● **DATA FOR THIS TASK**
=-=-=

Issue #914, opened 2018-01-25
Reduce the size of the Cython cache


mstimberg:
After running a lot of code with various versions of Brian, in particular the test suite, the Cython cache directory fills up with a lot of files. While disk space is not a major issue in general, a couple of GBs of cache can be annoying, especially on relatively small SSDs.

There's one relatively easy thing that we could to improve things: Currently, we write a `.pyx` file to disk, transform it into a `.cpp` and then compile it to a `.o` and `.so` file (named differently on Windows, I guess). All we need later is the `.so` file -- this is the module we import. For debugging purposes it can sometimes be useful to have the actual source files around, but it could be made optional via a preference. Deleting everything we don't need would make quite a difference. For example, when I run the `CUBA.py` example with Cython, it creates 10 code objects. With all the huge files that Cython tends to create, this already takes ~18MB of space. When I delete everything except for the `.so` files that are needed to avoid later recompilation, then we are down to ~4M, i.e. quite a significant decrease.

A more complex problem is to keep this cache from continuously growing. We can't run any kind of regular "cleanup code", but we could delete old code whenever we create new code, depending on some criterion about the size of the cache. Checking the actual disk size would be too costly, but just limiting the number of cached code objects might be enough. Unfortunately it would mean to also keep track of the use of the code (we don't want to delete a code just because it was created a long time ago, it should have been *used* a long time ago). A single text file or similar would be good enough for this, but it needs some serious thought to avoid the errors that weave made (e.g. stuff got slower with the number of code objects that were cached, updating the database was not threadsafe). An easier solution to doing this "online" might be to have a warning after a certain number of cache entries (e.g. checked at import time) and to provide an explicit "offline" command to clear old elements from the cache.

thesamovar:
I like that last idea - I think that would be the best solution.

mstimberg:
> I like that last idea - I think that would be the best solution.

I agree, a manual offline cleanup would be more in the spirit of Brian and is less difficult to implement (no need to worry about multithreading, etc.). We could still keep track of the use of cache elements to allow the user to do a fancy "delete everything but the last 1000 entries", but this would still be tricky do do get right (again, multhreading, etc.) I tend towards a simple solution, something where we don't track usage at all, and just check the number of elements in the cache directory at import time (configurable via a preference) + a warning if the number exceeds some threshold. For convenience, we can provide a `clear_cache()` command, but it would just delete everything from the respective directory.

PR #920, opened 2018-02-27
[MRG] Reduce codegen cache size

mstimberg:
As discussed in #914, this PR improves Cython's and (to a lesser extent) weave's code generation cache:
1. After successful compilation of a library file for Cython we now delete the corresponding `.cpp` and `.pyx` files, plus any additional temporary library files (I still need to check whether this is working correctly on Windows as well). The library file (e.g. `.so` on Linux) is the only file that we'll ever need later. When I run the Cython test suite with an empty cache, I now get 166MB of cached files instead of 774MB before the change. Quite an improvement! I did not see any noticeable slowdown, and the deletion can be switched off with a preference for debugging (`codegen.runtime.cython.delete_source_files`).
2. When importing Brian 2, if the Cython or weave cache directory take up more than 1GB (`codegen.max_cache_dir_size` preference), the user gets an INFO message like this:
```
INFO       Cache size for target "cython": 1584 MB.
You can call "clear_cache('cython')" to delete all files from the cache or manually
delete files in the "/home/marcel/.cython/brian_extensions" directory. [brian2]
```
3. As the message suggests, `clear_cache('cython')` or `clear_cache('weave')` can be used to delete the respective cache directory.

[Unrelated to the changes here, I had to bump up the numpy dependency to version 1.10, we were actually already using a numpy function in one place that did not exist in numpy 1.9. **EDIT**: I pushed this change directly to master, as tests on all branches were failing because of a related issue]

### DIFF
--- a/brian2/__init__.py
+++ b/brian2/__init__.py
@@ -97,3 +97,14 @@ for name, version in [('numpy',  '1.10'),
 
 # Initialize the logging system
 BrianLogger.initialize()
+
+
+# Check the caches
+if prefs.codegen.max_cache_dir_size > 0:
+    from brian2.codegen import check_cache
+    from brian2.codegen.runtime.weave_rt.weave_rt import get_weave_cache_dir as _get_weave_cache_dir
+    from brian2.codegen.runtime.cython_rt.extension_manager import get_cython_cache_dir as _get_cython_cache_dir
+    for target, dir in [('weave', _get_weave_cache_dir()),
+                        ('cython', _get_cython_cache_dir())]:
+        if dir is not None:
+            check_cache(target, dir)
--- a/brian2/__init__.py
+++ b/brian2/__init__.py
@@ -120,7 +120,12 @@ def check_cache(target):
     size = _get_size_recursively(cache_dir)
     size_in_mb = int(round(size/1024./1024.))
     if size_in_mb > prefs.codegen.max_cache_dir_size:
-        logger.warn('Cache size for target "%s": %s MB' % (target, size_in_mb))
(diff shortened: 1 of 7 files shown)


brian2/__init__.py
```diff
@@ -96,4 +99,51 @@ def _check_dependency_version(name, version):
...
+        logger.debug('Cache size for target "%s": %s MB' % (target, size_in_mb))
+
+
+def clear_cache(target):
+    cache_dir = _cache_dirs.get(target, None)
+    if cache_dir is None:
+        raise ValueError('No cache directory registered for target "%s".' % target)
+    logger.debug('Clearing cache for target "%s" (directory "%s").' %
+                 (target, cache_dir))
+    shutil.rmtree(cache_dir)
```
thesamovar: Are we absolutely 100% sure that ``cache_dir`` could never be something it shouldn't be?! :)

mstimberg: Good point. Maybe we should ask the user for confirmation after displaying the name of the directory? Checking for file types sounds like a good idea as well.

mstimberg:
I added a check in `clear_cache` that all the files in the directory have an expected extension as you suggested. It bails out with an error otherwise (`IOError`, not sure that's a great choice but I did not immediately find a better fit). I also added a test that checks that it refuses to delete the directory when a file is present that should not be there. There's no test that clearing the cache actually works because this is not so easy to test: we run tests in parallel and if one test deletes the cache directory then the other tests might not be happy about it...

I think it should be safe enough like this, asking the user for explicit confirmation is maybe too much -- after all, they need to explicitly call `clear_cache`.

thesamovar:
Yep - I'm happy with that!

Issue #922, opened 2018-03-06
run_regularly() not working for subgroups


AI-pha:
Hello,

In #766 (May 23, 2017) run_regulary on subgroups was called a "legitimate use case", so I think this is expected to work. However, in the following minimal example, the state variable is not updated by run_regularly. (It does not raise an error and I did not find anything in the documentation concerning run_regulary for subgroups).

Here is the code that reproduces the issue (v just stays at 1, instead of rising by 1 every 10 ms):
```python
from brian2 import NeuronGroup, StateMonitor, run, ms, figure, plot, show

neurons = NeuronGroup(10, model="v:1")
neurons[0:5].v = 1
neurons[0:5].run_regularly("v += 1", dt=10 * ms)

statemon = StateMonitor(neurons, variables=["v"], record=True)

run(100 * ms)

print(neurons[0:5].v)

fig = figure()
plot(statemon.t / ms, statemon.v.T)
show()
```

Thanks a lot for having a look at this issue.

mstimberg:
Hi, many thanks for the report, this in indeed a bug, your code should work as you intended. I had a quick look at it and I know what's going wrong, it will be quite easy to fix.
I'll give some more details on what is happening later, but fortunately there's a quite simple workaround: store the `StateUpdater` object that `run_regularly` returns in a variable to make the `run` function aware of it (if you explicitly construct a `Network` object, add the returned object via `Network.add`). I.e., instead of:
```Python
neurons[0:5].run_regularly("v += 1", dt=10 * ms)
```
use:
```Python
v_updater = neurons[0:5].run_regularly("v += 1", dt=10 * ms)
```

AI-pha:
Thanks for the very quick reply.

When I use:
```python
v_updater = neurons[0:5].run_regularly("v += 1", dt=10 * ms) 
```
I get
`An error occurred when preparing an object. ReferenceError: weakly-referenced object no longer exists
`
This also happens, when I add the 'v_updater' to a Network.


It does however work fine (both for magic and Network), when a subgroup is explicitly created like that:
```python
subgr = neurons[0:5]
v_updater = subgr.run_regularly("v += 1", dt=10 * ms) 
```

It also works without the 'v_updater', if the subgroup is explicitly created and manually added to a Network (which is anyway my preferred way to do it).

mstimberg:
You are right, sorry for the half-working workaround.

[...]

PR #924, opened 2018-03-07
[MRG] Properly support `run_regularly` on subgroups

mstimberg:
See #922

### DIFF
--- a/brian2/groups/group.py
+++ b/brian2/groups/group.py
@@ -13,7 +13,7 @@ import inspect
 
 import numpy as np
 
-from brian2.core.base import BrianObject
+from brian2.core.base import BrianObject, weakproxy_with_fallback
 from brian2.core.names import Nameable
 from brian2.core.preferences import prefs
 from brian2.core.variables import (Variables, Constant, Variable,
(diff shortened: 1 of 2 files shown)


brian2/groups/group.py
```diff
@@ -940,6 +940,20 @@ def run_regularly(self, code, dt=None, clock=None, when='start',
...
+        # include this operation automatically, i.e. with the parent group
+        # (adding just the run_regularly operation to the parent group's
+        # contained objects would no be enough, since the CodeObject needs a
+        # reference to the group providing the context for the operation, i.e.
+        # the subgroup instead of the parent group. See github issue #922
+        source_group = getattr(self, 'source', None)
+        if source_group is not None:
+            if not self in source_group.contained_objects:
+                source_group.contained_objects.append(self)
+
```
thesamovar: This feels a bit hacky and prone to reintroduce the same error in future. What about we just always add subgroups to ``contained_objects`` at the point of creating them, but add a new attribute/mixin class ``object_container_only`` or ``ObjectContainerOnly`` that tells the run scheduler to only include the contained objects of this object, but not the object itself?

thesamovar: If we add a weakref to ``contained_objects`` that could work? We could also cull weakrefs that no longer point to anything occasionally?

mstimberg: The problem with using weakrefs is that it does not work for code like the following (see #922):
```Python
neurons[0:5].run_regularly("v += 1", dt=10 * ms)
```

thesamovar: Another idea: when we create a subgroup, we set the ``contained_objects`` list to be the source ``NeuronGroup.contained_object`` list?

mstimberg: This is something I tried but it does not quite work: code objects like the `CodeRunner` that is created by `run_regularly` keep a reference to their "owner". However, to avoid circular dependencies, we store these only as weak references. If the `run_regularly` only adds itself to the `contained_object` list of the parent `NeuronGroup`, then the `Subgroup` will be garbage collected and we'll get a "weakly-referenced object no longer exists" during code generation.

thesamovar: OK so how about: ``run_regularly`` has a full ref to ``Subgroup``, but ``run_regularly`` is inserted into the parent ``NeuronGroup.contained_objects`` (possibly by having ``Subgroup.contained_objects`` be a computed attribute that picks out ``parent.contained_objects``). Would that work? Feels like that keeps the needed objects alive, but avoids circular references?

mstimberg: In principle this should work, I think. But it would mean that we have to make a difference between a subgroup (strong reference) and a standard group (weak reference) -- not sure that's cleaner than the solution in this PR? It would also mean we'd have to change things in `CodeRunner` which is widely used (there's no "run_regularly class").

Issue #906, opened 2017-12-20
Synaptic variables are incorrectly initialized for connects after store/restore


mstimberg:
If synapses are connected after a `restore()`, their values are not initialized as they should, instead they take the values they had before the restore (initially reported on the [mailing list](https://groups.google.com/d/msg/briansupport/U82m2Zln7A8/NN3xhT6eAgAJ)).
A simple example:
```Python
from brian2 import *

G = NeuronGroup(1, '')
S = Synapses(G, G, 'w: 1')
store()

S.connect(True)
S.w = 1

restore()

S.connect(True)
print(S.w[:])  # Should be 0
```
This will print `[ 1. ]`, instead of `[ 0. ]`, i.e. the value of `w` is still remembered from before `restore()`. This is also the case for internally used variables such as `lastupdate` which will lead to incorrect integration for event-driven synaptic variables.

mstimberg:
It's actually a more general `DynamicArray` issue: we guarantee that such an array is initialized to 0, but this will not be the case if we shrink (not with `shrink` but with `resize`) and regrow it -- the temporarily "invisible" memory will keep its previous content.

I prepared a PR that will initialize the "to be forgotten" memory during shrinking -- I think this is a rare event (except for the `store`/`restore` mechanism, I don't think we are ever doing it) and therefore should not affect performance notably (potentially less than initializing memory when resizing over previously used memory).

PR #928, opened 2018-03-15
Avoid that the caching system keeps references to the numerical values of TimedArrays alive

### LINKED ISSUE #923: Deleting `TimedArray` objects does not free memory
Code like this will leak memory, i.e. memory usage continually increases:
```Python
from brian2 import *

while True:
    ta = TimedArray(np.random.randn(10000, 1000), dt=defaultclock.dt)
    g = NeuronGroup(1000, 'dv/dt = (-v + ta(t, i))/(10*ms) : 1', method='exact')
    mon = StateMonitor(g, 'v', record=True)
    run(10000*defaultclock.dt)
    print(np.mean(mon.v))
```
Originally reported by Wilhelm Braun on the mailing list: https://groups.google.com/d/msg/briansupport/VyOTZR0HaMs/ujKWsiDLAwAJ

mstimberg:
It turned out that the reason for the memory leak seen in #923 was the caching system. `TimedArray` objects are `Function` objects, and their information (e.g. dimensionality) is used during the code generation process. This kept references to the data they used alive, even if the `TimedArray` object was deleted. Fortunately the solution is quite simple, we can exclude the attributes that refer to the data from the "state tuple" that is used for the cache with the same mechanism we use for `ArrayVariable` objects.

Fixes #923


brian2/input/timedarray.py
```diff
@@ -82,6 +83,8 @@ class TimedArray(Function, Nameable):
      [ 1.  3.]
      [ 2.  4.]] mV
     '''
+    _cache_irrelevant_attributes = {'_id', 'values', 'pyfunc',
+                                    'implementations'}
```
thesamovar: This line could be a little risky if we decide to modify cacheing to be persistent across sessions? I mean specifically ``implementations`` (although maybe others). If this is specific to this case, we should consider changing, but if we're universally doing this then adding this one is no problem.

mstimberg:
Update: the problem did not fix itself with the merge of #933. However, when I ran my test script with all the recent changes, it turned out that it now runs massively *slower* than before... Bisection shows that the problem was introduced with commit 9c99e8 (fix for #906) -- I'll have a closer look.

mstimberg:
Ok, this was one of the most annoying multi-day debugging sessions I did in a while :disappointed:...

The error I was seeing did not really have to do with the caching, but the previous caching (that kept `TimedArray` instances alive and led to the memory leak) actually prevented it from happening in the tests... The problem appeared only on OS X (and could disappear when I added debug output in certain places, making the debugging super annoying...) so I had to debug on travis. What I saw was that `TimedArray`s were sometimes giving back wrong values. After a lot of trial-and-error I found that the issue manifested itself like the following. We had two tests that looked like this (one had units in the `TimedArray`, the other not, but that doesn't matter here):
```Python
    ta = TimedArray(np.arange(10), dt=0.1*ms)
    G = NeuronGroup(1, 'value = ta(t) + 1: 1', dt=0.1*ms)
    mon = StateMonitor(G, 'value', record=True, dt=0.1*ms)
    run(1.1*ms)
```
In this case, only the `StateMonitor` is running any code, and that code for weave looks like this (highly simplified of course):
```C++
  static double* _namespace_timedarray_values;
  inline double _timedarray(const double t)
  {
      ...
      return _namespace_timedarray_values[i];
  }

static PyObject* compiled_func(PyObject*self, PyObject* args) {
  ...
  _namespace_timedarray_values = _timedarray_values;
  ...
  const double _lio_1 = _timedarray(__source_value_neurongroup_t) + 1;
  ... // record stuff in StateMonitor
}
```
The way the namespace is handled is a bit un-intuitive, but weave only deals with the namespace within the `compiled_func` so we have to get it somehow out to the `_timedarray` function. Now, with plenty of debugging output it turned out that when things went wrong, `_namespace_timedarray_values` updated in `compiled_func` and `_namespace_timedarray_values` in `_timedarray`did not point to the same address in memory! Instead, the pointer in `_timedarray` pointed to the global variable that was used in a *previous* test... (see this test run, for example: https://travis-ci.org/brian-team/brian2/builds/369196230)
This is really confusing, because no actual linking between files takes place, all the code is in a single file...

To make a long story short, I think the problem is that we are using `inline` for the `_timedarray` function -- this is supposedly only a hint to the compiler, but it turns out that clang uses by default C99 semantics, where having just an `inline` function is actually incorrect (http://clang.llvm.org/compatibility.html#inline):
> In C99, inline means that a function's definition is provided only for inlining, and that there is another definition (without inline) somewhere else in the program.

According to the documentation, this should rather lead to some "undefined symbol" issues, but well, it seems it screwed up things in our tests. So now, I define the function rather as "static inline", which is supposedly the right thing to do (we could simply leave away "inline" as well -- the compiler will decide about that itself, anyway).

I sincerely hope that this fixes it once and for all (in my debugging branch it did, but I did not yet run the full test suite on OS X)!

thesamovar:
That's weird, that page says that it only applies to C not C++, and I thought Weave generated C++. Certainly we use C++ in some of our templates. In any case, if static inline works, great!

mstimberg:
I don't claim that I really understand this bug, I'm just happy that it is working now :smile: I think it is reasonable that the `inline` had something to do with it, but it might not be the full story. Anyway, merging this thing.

=-=-=

● **TASK GOAL**
Begin at the top of the records above and quote each line exactly, ending with the line that contains "After running a".

● **ANSWER SECTION**
Issue #914, opened 2018-01-25
Reduce the size of the Cython cache


mstimberg:
After running a lot of code with various versions of Brian, in particular the test suite, the Cython cache directory fills up with a lot of files. While disk space is not a major issue in general, a couple of GBs of cache can be annoying, especially on relatively small SSDs.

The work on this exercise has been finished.